That alone should be enough to convince anyone that it's a bad idea. Secret laws are antithetical to the American democratic tradition. If you disagree, I hope you'll be willing to allow me to draft a binding contract for you to sign before you've read it.
Washington Post technology columnist Rob Pegoraro, who's moderating the Google discussion, wrote in an article last September that one of ACTA's flaws is that it attempts to globalize the Digital Millennium Copyright Act (DMCA) prohibition on circumventing technological protection measures (TPMs, or digital locks).

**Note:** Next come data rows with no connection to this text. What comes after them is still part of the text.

Issue #1860, opened 2018-12-11
Extract IDataView into its own assembly and NuGet package


eerhardt:
IDataView is a very flexible, efficient way of describing tabular data (columns and rows) in a read-only manner.

https://github.com/dotnet/machinelearning/blob/master/docs/code/IDataViewDesignPrinciples.md

At its heart are 2 key concepts:
- Schema (describing the columns)
- Cursoring (how to read the rows of data)

It has other capabilities that I won’t enumerate here, the above link describes them in more detail.

IDataView is very useful as an abstraction for tabular data that will allow users to pass data between two independent libraries.

For example, ML.NET is able to both consume and produce IDataView instances. Say there was a .NET library for Apache Arrow. If the Arrow .NET data type implements IDataView, the Apache Arrow data can be passed directly into ML.NET without having to copy it into a format that ML.NET consumes.

Another example is: say we had a visualization/graphing/plotting library in .NET that could consume data using IDataView. Then we could take data that was produced by ML.NET, or Apache Arrow, and feed it directly into the graphing library. There would be no need to copy, or change the shape of the data at all. And there is no need for this graphing library to know anything about ML.NET or Apache Arrow.

In my mind, we can use IDataView in a similar manner to what [OData](https://www.odata.org/) was promised to be: An exchange format which allows producers and consumers of data to communicate in a standardized way. (Although, OData has more capabilities such as filtering, sorting, updating data, etc which I am not proposing we add to IDataView. I was just using it as an analogy.)

/cc @TomFinley @Zruty0 @markusweimer @danmosemsft @stephentoub

eerhardt:
In order to extract these types, the following work will need to be performed:

- [ ] [Remove ISchema](https://github.com/dotnet/machinelearning/issues/1501)
- [ ] [Rename UInt128](https://github.com/dotnet/machinelearning/issues/1534)
- [ ] Finish the ColumnType cleanup work started with https://github.com/dotnet/machinelearning/issues/1533
- [ ] IRowCursorConsolidator needs to break [its dependency on `IChannelProvider`](https://github.com/dotnet/machinelearning/blob/1f73f720e132e920fab9fe5af49dcf595c2276c1/src/Microsoft.ML.Core/Data/IDataView.cs#L132). We cannot bring `IChannelProvider` into the new `DataView` NuGet/assembly.

/cc @singlis

TomFinley:
[...]

Issue #1533, opened 2018-11-05
IDataView Cleanup: ColumnType cleanup


TomFinley:
The `IDataView` type system is extensible (as we see with [`ImageType`](https://github.com/dotnet/machinelearning/blob/f9202628fbfac9e599e8c63dc5ed26eae77afbee/src/Microsoft.ML.ImageAnalytics/ImageType.cs#L12)).

This is fine, but there is something confusing about `ColumnType` as well, since there are lots of methods and properties on the base class `ColumnType` that are specific for derived types. For example, `.IsVector`, `.KeyCount`, and other such things, that are only really relevant if the type *is* either vector, key, or whatever.

## Why clean up?

There are lots of things on `ColumnType` that are unappealing. There are things like `AsVector` and `IsVector` which, as the documentation states, are equivalent to `as VectorType` and `is VectorType`. I mean, *why*? You save a few characters here and there, but at the cost of complicating one of the most central classes in the API.

Some things are just plain old silly. Why `IsTimeSpan`? How useful is that, really? Some things are like this.

There's also `DataKind`. This is so strange. This has already caused a fair amount of confusion among some people: they see this, and they think, "oh the types are just from this `enum`." No, they're not.

The reality is, these things are *conveniences*, but they're conveniences I think that confuse people (multiple smart people have thought their presence meant the type system was *not* extensible), so maybe we ought not to expose them, at least, not in their current form.

## Why not clean up?

In a sense, forming an analogue between the IDV and .NET type systems, there is some precedent for this sort of thing: if we consider `System.Type`. This has the property `IsArray`, with the methods `GetArrayRank`, which is only sensible to use. However in *our* case, `ColumnType` is an abstract class, and while `System.Type` is abstract, its inheritance structure does not capture specific types of values in this sense. If, hypothetically, `.GetType` of an `int[]` returned some type `System.ArrayType` that descended from `System.Type`, then we might equally hypothetically imagine that the method to get the array rank would be on that derived `ArrayType`, rather than on `Type` directly.

There is also a practical consideration. The reality though is that some types are definitely more important and more heavily used than others.

Let's imagine that we kept the `ColumnType` inheritance structure as it is now, but removed any properties relevant only to any derived type, specifically. What would hypothetically happen? I picked this usage more or less randomly from our codebase.

[...]

PR #2057, opened 2019-01-07
Remove "KeyType" specific members on ColumnType.

eerhardt:
Remove the following members from ColumnType:

- IsKey
- KeyCount
- KeyCountCore


src/Microsoft.ML.Core/Data/ColumnTypeExtensions.cs
```diff
@@ -17,5 +17,10 @@ internal static class ColumnTypeExtensions
         public static bool IsStandardScalar(this ColumnType columnType) =>
             (columnType is NumberType) || (columnType is TextType) || (columnType is BoolType) ||
             (columnType is TimeSpanType) || (columnType is DateTimeType) || (columnType is DateTimeOffsetType);
+
+        /// <summary>
+        /// Zero return means either it's not a key type or the cardinality is unknown.
+        /// </summary>
+        public static int KeyCount(this ColumnType columnType) => (columnType as KeyType)?.Count ?? 0;
```
eerhardt: Thoughts on whether this should be `GetKeyCount()` instead? It's an internal API, so we can rename it at any time...

src/Microsoft.ML.Data/Data/RowCursorUtils.cs
```diff
@@ -407,9 +409,12 @@ public static ValueGetter<VBuffer<Single>> GetLabelGetter(SlotCursor cursor)
                 return cursor.GetGetter<Single>();
             if (type == NumberType.R8 || type is BoolType)
                 return GetVecGetterAs<Single>(NumberType.R4, cursor);
-            Contracts.Check(type.IsKey, "Only floating point number, boolean, and key type values can be used as label.");
+            if (!(type is KeyType keyType))
+            {
+                throw Contracts.Except("Only floating point number, boolean, and key type values can be used as label.");
+            }
```
artidoro: Minor comment: maybe we can do this in one line.

src/Microsoft.ML.Core/Data/ColumnTypeExtensions.cs
```diff
@@ -17,5 +17,10 @@ internal static class ColumnTypeExtensions
...
     }
```
artidoro: Why do we keep this extension? You very nicely cast to KeyType and check inline with (type is KeyType key) and then access the Count field directly. Isn't that a more correct access the Count field?

src/Microsoft.ML.Core/Data/ColumnTypeExtensions.cs
```diff
@@ -17,5 +17,10 @@ internal static class ColumnTypeExtensions
         public static bool IsStandardScalar(this ColumnType columnType) =>
```
sfilipi: >public [](start = 8, length = 6)

Checking, those are public, rather than internal to spare the [BestFriend] decoration?

src/Microsoft.ML.Data/Transforms/NormalizeColumn.cs
```diff
@@ -746,14 +746,14 @@ private ValueGetter<int> GetLabelGetter(Row row, int col, out int labelCardinali
...
-                if (type.IsKey)
+                if (type is KeyType keyType)
                 {
-                    Host.Assert(type.KeyCount > 0);
-                    labelCardinality = type.KeyCount;
+                    Host.Assert(keyType.Count > 0);
+                    labelCardinality = keyType.Count;
 
-                    int size = type.KeyCount;
+                    int size = keyType.Count;
```
sfilipi: > int size = keyType.Count; [](start = 19, length = 26)

funny this gets declared, instead of using labelCardinality

src/Microsoft.ML.Recommender/RecommenderUtils.cs
```diff
@@ -32,8 +32,7 @@ public static void CheckAndGetMatrixIndexColumns(RoleMappedData data, out Schema
         private static bool TryMarshalGoodRowColumnType(ColumnType type, out KeyType keyType)
         {
             keyType = type as KeyType;
-            return type.KeyCount > 0 && type.RawKind == DataKind.U4 &&
-                   keyType != null;
+            return keyType != null && keyType.Count > 0 && type.RawKind == DataKind.U4;
```
sfilipi: >keyType != null && keyType.Count [](start = 19, length = 32)

can those be compacted to keyType?.Count

src/Microsoft.ML.Core/Data/ColumnTypeExtensions.cs
TomFinley: They're definitely internal. The class is internal and `[BestFriend]`ed, so the methods of course don't have to be.

src/Microsoft.ML.Core/Data/ColumnTypeExtensions.cs
TomFinley: Since you solicited an opinion a verbified name would probably be best. Even for internal APIs, it might be best to set good practices, since I notice bad practices have a way of spreading. 😄 But given that your PR is ready *right now* to check in, I'd be inclined to not bother...

src/Microsoft.ML.Core/Data/ColumnTypeExtensions.cs
eerhardt: It's just a convenience/helper for the cases where we would have cast to KeyType anyway. This just consolidates the code, so we don't have to have the `as KeyType` and `?? 0` everywhere. This line of code would need to be duplicated 59 times if we didn't keep it.

src/Microsoft.ML.Data/Data/RowCursorUtils.cs
eerhardt: Unfortunately we can't use `Contracts.Check` anymore because the C# compiler doesn't know that `Contracts.Check` will throw if the parameter evaluates to `false`. So it complains if you use `keyType` after the `Contracts.Check` line.

src/Microsoft.ML.Core/Data/ColumnTypeExtensions.cs
eerhardt: I'll fix it - it is a simple "Rename" in VS, so very little work.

In a 2008 paper covering its concerns about ACTA, Google laid out some issues with the DMCA's application:
The Digital Millennium Copyright Act (DMCA) prevents a wide range of legitimate activity that has nothing to with counterfeiting (e.g., TPMs are the reason that you cannot: load a lawfully purchased DVD on to your iPod; play a legitimate DVD bought in the U.K. at full-price on your DVD at home in the U.S.; transfer songs lawfully purchased on iTunes to a different music service; operate a device like a DVD player on Linux, an open source program, even though there is no question of copying a single work of authorship). Indeed, the DMCA was used by original equipment manufacturers of printer toner cartridges and electric garage door openers to shut out cheaper substitutes.
If ACTA is more of the same, a broader set of stakeholders ought to be included in the treaty's formulation.